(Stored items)
····················

PR #36414, opened 2026-05-05
cli: rename mz to mzx

sjwiesman:
Renamed the mz cli to mzx to free up the name `mz`. The diff is large but trivial it's just a lot of renames across many files. Also, this seemingly didn't compile so I fixed that in the last commit. 

### Motivation

Closes <issue>
Fixes <bug>
etc.

### Description

diff *can't* tell a reviewer.

### Verification


sjwiesman:
@def- could you take a quick look at this? I suspect I messed up something obvious. All of the tests are filling with the same error.

def-:
You didn't mess anything up! I just need to make the new mzx package name public on Dockerhub and GHCR, then it should work. Doing that now, then retriggering Test and Nightly pipeline to verify. Edit: Done: https://buildkite.com/materialize/test/builds/122376 & https://buildkite.com/materialize/nightly/builds/16323 Edit2: All good from CI side

def- (commented):
Test changes lgtm. I'm not sure if `mzx` is the least confusing name for this. Maybe `mz-cli-deprecated` if we plan to fully replace it and not work on it.

kay-kim (commented):
I'm wondering if we want to add redirects or yolo it.
- If only internal use, probably don't need redirects.
- If we do want to add redirects, I don't think we want to send them to the developer docs
   - Internal people would already know
   - External people might get confused that we take them out of the docs and send them to github dev docs.

   Instead, if we do decide to redirect, I'd probably send them to the /integrations page.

····················

→ **TRY IT**
Give the entries once more, exactly as they appear.

→ **EXERCISE OUTPUT**
PR #36414, opened 2026-05-05
cli: rename mz to mzx

sjwiesman:
Renamed the mz cli to mzx to free up the name `mz`. The diff is large but trivial it's just a lot of renames across many files. Also, this seemingly didn't compile so I fixed that in the last commit. 

### Motivation

Closes <issue>
Fixes <bug>
etc.

### Description

diff *can't* tell a reviewer.

### Verification


sjwiesman:
@def- could you take a quick look at this? I suspect I messed up something obvious. All of the tests are filling with the same error.

def-:
You didn't mess anything up! I just need to make the new mzx package name public on Dockerhub and GHCR, then it should work. Doing that now, then retriggering Test and Nightly pipeline to verify. Edit: Done: https://buildkite.com/materialize/test/builds/122376 & https://buildkite.com/materialize/nightly/builds/16323 Edit2: All good from CI side

def- (commented):
Test changes lgtm. I'm not sure if `mzx` is the least confusing name for this. Maybe `mz-cli-deprecated` if we plan to fully replace it and not work on it.

kay-kim (commented):
I'm wondering if we want to add redirects or yolo it.
- If only internal use, probably don't need redirects.
- If we do want to add redirects, I don't think we want to send them to the developer docs
   - Internal people would already know
   - External people might get confused that we take them out of the docs and send them to github dev docs.

   Instead, if we do decide to redirect, I'd probably send them to the /integrations page.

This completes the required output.